Translated from this excellent series https://www.cnblogs.com/ghl_carmack/p/5995007.html

Foreword#

Blueprint-Visual Scripting System in Unreal Engine is a complete game scripting system. The idea is to use the node-based interface to create game playability elements in the Unreal Editor. Like some other common scripting languages, the use of blueprints is through object-oriented classes or objects defined in the engine. In using Unreal 4, you often encounter objects defined in blueprints, and such objects are often referred to directly as "Blueprints." This article explains the compilation of the blueprint in the Unreal Engine from the code level (including the code of the editing part, the version used is UE4 4.13.0). This article assumes that you already have a clear understanding of the blueprint.

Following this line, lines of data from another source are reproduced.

Issue #690, opened 2018-01-22
Ensure all rules and checks have Shadow DOM coverage


marcysutton:
To prevent issues like https://github.com/dequelabs/axe-core/issues/687, we should go through every rule and check to make sure they have Shadow DOM tests. For example, color contrast was updated to work with Shadow DOM, but I missed adding Shadow DOM-specific unit or integration tests. 

We want to ensure quality before we can release aXe 3.0, so this will be an important step toward that milestone.

PR #733, opened 2018-02-13
Update remaining checks to support Shadow DOM

marcysutton:
I went through each of the checks to see if there was Shadow DOM coverage, and there were a couple that needed updating:

- header-present
- internal-link-present

There were a few others where I simply added unit tests:
- aria-errormessage
- p-as-heading

And a few I updated to use accessibleTextVirtual:
- focusable-no-name
- implicit
- button-has-visible-text
- has-visible-text

I also did a bunch of test cleanup and fixed up the shadowCheckSetup utility to support a wider range of scenarios.

Closes https://github.com/dequelabs/axe-core/issues/690

### DIFF
--- a/test/checks/forms/fieldset.js
+++ b/test/checks/forms/fieldset.js
@@ -4,19 +4,11 @@ describe('fieldset', function () {
 	var shadowSupport = axe.testUtils.shadowSupport.v1;
 	var fixtureSetup = axe.testUtils.fixtureSetup;
 
-	var checkContext = {
-		_data: null,
-		data: function (d) {
-			this._data = d;
-		},
-		relatedNodes: function (nodes) {
-			this._relatedNodes = Array.isArray(nodes) ? nodes : [nodes];
-		}
-	};
+	var checkContext = axe.testUtils.MockCheckContext();
 
 	afterEach(function () {
 		fixture.innerHTML = '';
-		checkContext._data = null;
+		checkContext.reset();
 	});
 
 	function tests(type) {
--- a/test/checks/keyboard/has-at-least-one-main.js
+++ b/test/checks/keyboard/has-at-least-one-main.js
@@ -39,7 +39,11 @@ describe('has-at-least-one-main', function () {
 	});
 	
 	it('should return true if one div has role equal to main', function() {
-		var params = checkSetup('<div id = "target" role = "main">Div with role main</div>');
+		var params = checkSetup('<div id="target" role = "main">Div with role main</div>');
+		var mainIsFound = checks['has-at-least-one-main'].evaluate.apply(checkContext, params);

A compiler is a basic part of a modern computer system. From a functional point of view, a compiler is a language translator that translates a program written in one language (called the source language) into another language (called the target language) ) Equivalent procedure.

We only briefly introduce some terms here. If you want to learn compilation principles systematically, you need to find some professional books (such as Dragon Books, Tiger Books, Whale Books, etc., which can be found with search engines), and you need to practice In order to have a thorough and understanding of the principle of compilation.

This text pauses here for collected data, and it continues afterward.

PR #739, opened 2018-02-21
Example updates

WilcoFiers:


doc/examples/jest+react/package.json
```diff
@@ -8,21 +8,21 @@
...
-  "dependencies": {
-  },
+  "dependencies": {},
   "scripts": {
     "test": "jest"
   },
   "devDependencies": {
-    "axe-core": "^2.2.3",
-    "babel-jest": "^20.0.3",
+    "axe-core": "^2.6.1",
```
marcysutton: Should we update these to axe 3x since they're going onto develop?

doc/examples/selenium/package.json
```diff
@@ -1,20 +0,0 @@
-{
-  "name": "axe-webdriverjs-example",
```
marcysutton: No more Webdriver example? This still seems useful, people might not know about axe-webdriverjs.

doc/examples/jest+react/package.json
WilcoFiers: I didn't want to point to a beta or unreleased version unless I had to. The example doesn't have any shadow DOM. We can update this when we release 3.0.

doc/examples/selenium/package.json
WilcoFiers: People not being able to find their way to axe-webdriverjs is a different problem. We shouldn't teach people how to build their own, which is what this example was doing. Just use what's already out there.

PR #748, opened 2018-02-28
docs: Correct minor API.md example

WilcoFiers:
Noticed this problem in one of the docs.


marcysutton:
I looked through the source, and I see both `value` and `values`. We should do a little more work to make sure this is completely accurate before making the change.

WilcoFiers:
Sorted out the TypeScript, and raised a ticket #752 for the options validation.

Generally, a compiler compiles a program into lexical analysis, syntax analysis, semantic analysis, intermediate code generation, code optimization, and target code generation.

Lexical analysis#

Read the source program of the character stream from left to right and recognize (spell) words.

  • Word --- token
  • Reserved word --- reserved word
  • Identifier --- identifier (user-defined name)

Example:

Parsing#

Function: Hierarchical analysis. According to the grammar rules of the source program, the word sequence of the source program is composed into grammatical phrases (represented as a syntax tree). The grammar analysis program obtains the source code in the form of tokens from the scanning program and completes the grammatical analysis that defines the program structure syntax analysis), which is similar to the syntax analysis of sentences in natural language. Parsing defines the structural elements of a program and their relationships. The results of parsing are usually expressed as a parse tree or a syntax tree.

Example:

Semantic Analysis#

The semantics of a program is its "meaning", which is different from syntax or structure. The semantics of a program determine its operation, but most programming languages ​​have features that are determined before execution and are not easily represented by syntax and analyzed by an analysis program. These features are called static semantics, and the task of a semantic analysis program is to analyze such semantics (the "dynamic" semantics of a program have characteristics that can only be determined when the program is executed. Since the compiler cannot execute the program, it It cannot be determined by the compiler). Typical static semantics of general programming languages ​​include declarations and type checking. Additional information (such as data types) calculated by the semantic analyzer is called attributes, and they are usually added to the tree as comments or "decorations" (attributes can also be added to the symbol table).

  • Contextual relevance
  • Type matching
  • Type conversion

Example:

Semantic analysis results:

Intermediate code generation#

The internal (middle) representation of the source program:

Ternary, quaternary, P-Code, C-Code, U-Code, bytecode

Code optimization#

  • Intermediate code optimization
  • Objective code optimization

Object code generation#

Object code generation is the last stage of compilation. The object code generator transforms the parsed or optimized intermediate code into object code.

Symbol Table Management#

The information in this data structure is related to identifiers: functions, variables, constants, and data types. The symbol table interacts with almost all stages of the compiler: scanners, parsers, or semantic analyzers that enter identifiers into tables; semantic analyzers will add data types and other information; optimization and code generation phases will also use The information provided by the symbol table selects the appropriate code.

  • Record the name used in the source program
  • Collect various attribute information of each name

Type, scope, allocated storage information

Error handling#

Check errors, report error messages, troubleshoot, and resume compilation.